Well, my usual strategy is much as has been mentioned. When my wars go to plan, I hit a neighbour hard with the most advanced troops in the known world, take their best cities, and quickly force them to capitulate. Of course, it doesn't always go to plan (those damned samurai just don't give up!)
In the early (ancient/classical/medieval) days, I'm very unlikely to upgrade unless I have a very well promoted unit, as the advent of vassalage and theocrasy more often than not mean I can build new ready-promoted units, and my economy can't sustain the expense.
Moving from medieval to rennaisance I do start to upgrade, particualry to retain my city raiders (which from previous posts is pretty much standard practise) and when I have a great UU with free promotions. My current Viking game is a good example. I had an army of beserkers, mostly CR3, which I upgraded to grenadiers, and before they went obsolete I would commonly recruit a new beserker, promote them to CR2 and immediately upgrade to a grenadier before shipping them off to the front. Those best-of-both-worlds times (when you can still recruit an excellent unit and have it head off state-of-the-art) are real opportunities to shine.
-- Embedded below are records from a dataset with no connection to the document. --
PR #3068, opened 2026-04-01
GO-7152 Context-aware GC stage 2: extend to all user-content objects

requilence:
### Core GC changes
- Adds \`GCEligibleLayouts\` whitelist (\`core/domain/layout.go\`) covering file layouts plus user-content layouts (\`basic\`, \`profile\`, \`todo\`, \`set\`, \`note\`, \`bookmark\`, \`collection\`)
- Generalizes \`FileGC\` → \`ObjectGC\` (\`core/block/objectgc/\`): all GC queries now use \`GCEligibleLayouts\` so basic pages/notes/etc. created via \`BlockLinkCreateWithObject\` are archived when their parent is archived or their link is removed
- Non-file objects always use \`skipBin=false\` (archive, never permanent delete)
- Removes the buggy \`sessionCreatedLinks\` tracking from \`smartblock\` — all link removals now archive orphaned children
- Sets \`createdInContext\`/\`createdInContextRef\` on objects created via \`CreateLinkToTheNewObject\` and \`BlockListConvertToObjects\` so the GC can identify them as children
- Query 2 of \`collectOrphanedObjects\` now requires \`createdInContext\` to be non-empty — objects imported without context tracking (e.g. usecase icon images) are no longer auto-archived

### BFS collect-then-act
- Replaces the original recursive GC with a BFS traversal over the \`createdInContext\` tree
- Uses a visited/pending set so sibling cross-references don't falsely block each other from being archived
- Iterative eviction loop: when a candidate has an external active backlink, it is removed and marked active so dependent siblings are also evicted in subsequent iterations
- Cycle-safe: visited set prevents re-queuing already-seen nodes
- Regression tests for cascade exclusion, sibling cross-reference, multi-level restore, and cycle termination

### Pure GC — callers own writes
- \`CheckObjectsOnObjectArchived\` is now a pure read: returns the list of IDs to archive/restore without performing any writes
- \`archiveOrphanedObjects\` and \`restoreObjectsOnUnarchive\` are pure helpers (no archiver calls)
- \`ObjectArchiver.SetListIsArchivedNoGC\` removed from the GC interface — no longer needed internally
- \`SetListIsArchivedNoGC\` added to \`detailservice.Service\` interface for callers that need it
- \`setIsArchivedForObjects\` merges explicit \`objectIds\` + GC-collected \`gcIds\` into a single \`modifyArchiveLinks\` call (true 1-tx archive)
- \`SetIsArchived\` routes through \`setIsArchivedForObjects\` for the same benefit
- \`delete.go\` collects returned \`gcIds\` and calls \`SetListIsArchivedNoGC\` to archive orphaned children on object deletion

### Session events
- Adds \`EventObjectAutoArchive\` proto message: emitted when GC auto-archives objects alongside a user archive action
- Adds \`EventObjectAutoRestore\` proto message: emitted when GC auto-restores objects alongside a user unarchive action
- \`smartblock.Apply\` async goroutine emits auto-archive/restore events after link-change GC completes
- \`FilterExplicitIds\` strips IDs already in the original user request from both event types, preventing double-reporting when a listed object is also a GC child
- Session context removed from \`ObjectGC\` interface — callers own event emission

### Naming
- \`core/files/filegc\` → \`core/block/objectgc\`
- \`triggerFileGCOnArchive\` → \`triggerGCOnArchive\`
- \`performFileGC\` → \`performGCOnLinksRemoval\`
- \`restoreArchivedFilesOnLinksAdded\` → \`restoreObjectsOnLinksAdded\`
- \`CheckObjectsOnLinksRemoval\` → \`ArchiveOrphansOnLinksRemoval\`
- \`CheckObjectsOnLinksRestored\` → \`RestoreOrphansOnLinksAdded\`

## Test Plan
- [x] \`core/domain/layout_test.go\` — \`GCEligibleLayouts\` contains all expected layouts, excludes system ones
- [x] \`core/block/objectgc/objectgc_test.go\` — tests covering: parent archive/unarchive cascade, backlinker safety gate, no-\`createdInContext\` exclusion, BFS multi-level, cycle termination, sibling cross-reference, cascade exclusion regression, \`FilterExplicitIds\`, returned-IDs assertions
- [x] \`core/block/create_test.go\` — \`setCreatedInContext\` sets both relation keys correctly
- [x] \`core/block/editor/smartblock/objectgclinks_test.go\` — GC triggered on link removal/addition in smartblock Apply
- [x] \`go build ./...\` — no errors


docs/superpowers/specs/2026-04-01-context-aware-gc-stage2-design.md
```diff
@@ -0,0 +1,112 @@
+# Context-Aware GC — Stage 2: All Objects
```
deff7: do we need to include this file?

deff7 (approved):

deff7 (approved):

PR #3081, opened 2026-04-08
GO-6758 Optimize full chat messages reindex with batched fetching

KirillSto:
## Summary
- Replace single `GetMessages` call (which loads all messages into memory at once) with batched iteration of 100 messages per batch in `prepareChatSearchDocsAll`
- Extract `chatMessageToSearchDoc` helper to eliminate code duplication between batch and single-message paths

## Linear
GO-6758

## Test plan
- [x] Existing `TestPrepareSearchDocs_ChatObject/all_messages` passes
- [x] Existing `TestPrepareSearchDocs_ChatObject/messages_by_orderId` passes
- [x] New `TestPrepareSearchDocs_ChatObject/all_messages_batched` test with 150 messages (exceeds batch size) verifies all messages are fetched in correct order
- [x] All chat repository tests pass (`go test ./core/block/chats/chatrepository/...`)
- [x] Full indexer test suite passes (`go test ./core/indexer/...`)


requilence:
Drive-by note while working on GO-7316 (branch `go-7316-chat-fulltext-allorder-backfill`): this batched fetch is exactly the right direction and we'll want it landed alongside that branch.

One caveat for whenever we revisit: the batching here bounds the **fetch** (≤100 `*Message` held at a time), but `prepareChatSearchDocsAll` still `append`s every message's `SearchDoc` into one returned slice, so peak memory is still **O(chat size)** in `SearchDoc`s (each holds the full message text). For a very large chat that's still a potential OOM/stall on constrained devices.

To make rebuild memory **O(batch)**, we'd flush docs to the autobatcher per batch instead of returning the whole slice (e.g. pass the batcher down, or have `processQueuedObjects` consume a stream/callback rather than a materialized `[]SearchDoc`).

Why it matters more now: GO-7316 bumps `ForceReindexChatsFulltextCounter`, so the full-history `_all` reindex fires **fleet-wide on upgrade** and on every future `ftsVer` bump — i.e. this path goes from rarely-exercised to reliably-exercised. Not blocking this PR; just flagging for the follow-up.

requilence (approved):

PR #3096, opened 2026-04-15
GO-7176 Fix markdown import: scope YAML property resolution by object type

requilence:
## Summary

Fixes three issues that surfaced while importing a folder of markdown files with a bundled `types/` directory of JSON schemas.

### 1. Ambiguous property-name resolution across schemas (main bug)

`SchemaImporter.ResolvePropertyKey` iterated `si.schemas` (a Go map, non-deterministic order) and returned the first relation whose `Name` matched — ignoring which schema/type the current file actually belonged to. When several schemas declare properties with the same display name but different `x-key` (e.g. `References`, `Ideas`, `Pieces`, `Commissions` defined by `mood_board`, `piece`, `idea`, `commission`, `concept`, `reference` types), the resolver could return `piece_references` for a Mood Board file. The value ended up in details under a key that is not in the Mood Board type's RecommendedRelations, so the property never surfaced on the imported object. Which property happened to resolve correctly changed between runs.

Extend `schema.PropertyResolver` with an `objectTypeName` parameter and scope `SchemaImporter.ResolvePropertyKey` / `GetRelationFormat` to the schema whose `Type.Name` matches the file's frontmatter `Object type:`. Falls back to a global scan so cross-type / bundled-relation lookups still work. The parser threads `result.ObjectType` through.

### 2. Tag/status options dropped when schemas have no examples

`createSnapshots` only collected tag/status option values from YAML when `!hasSchemas`, and `CreateRelationOptionSnapshots` only emitted snapshots for `rel.Options` (status) / `rel.Examples` (tag). A schema that declares a tag relation without pre-seeding examples (e.g. `Mood Words` in `mood_board.json`) produced details with option IDs pointing at snapshots that were never created.

Add `SchemaImporter.RegisterOptionValue` and extend `CreateRelationOptionSnapshots` to also emit YAML-registered options, de-duped against the schema-declared set. In `createSnapshots`, route tag/status values through `RegisterOptionValue` when schemas are loaded; the non-schema path is unchanged.

### 3. Silent drop of unresolved object refs

`processObjectProperties` silently discarded object-format property values whose file path could not be resolved. Emit a `log.Warnf` so broken links in imported folders show up in logs.

## Test plan

- [x] `go test ./core/block/import/markdown/ -run TestSchemaImporter_ResolvePropertyKey_ScopedByObjectType`
- [x] `go test ./core/block/import/markdown/ -run TestSchemaImporter_CollectsOptionsFromYAML`
- [x] `go test ./core/block/import/markdown/... ./pkg/lib/schema/...`
- [x] `go test ./core/block/import/...`
- [ ] Manual: re-import the repro fixture folder and confirm the Mood Board object shows `Mood Words` (tactile/raw/intimate), `References` (2), `Ideas` (2), `Pieces` (2), and `Commissions` (1).

### DIFF
--- a/core/block/import/markdown/import.go
+++ b/core/block/import/markdown/import.go
@@ -574,21 +574,35 @@ func (m *Markdown) createSnapshots(
 				}
 				props = append(props, yamlRelations[prop.Name].Key)
 
-				// Collect option values for non-schema imports
-				if !hasSchemas && (prop.Format == model.RelationFormat_status || prop.Format == model.RelationFormat_tag) {
-					if yamlRelationOptions[prop.Key] == nil {
-						yamlRelationOptions[prop.Key] = make(map[string]string)
-					}
-
-					// Collect values
-					switch prop.Format {
-					case model.RelationFormat_status:
-						if val := prop.Value.String(); val != "" {
-							yamlRelationOptions[prop.Key][val] = ""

I recruited a surplus of beserkers, purely as a reserve against future losses.
With garrisons, I do want the best I can get, even in "safe" cities (now I'm no Sun Tsu, so safe is a fairly nebulous term to me!). These upgrades I'll do in waves, though. I'll turn off research for a big cash injection, and upgrade the garrisons of outer and isolated cities first (typically longbows/muskets to rifles). I'll then work my way toward the centre of the empire, but if I'm falling behind too much in tech, I'll stop until my science is back on an even keel, then have a few bursts of upgrading.
A GM's trade mission is always welcome at times like this, so upgrading needn't be at the expense of research.
I often play financial leaders (currently Ragnar), mostly to cover my woeful budgeting inadequacies, so a few turns without research can net a lot of cash.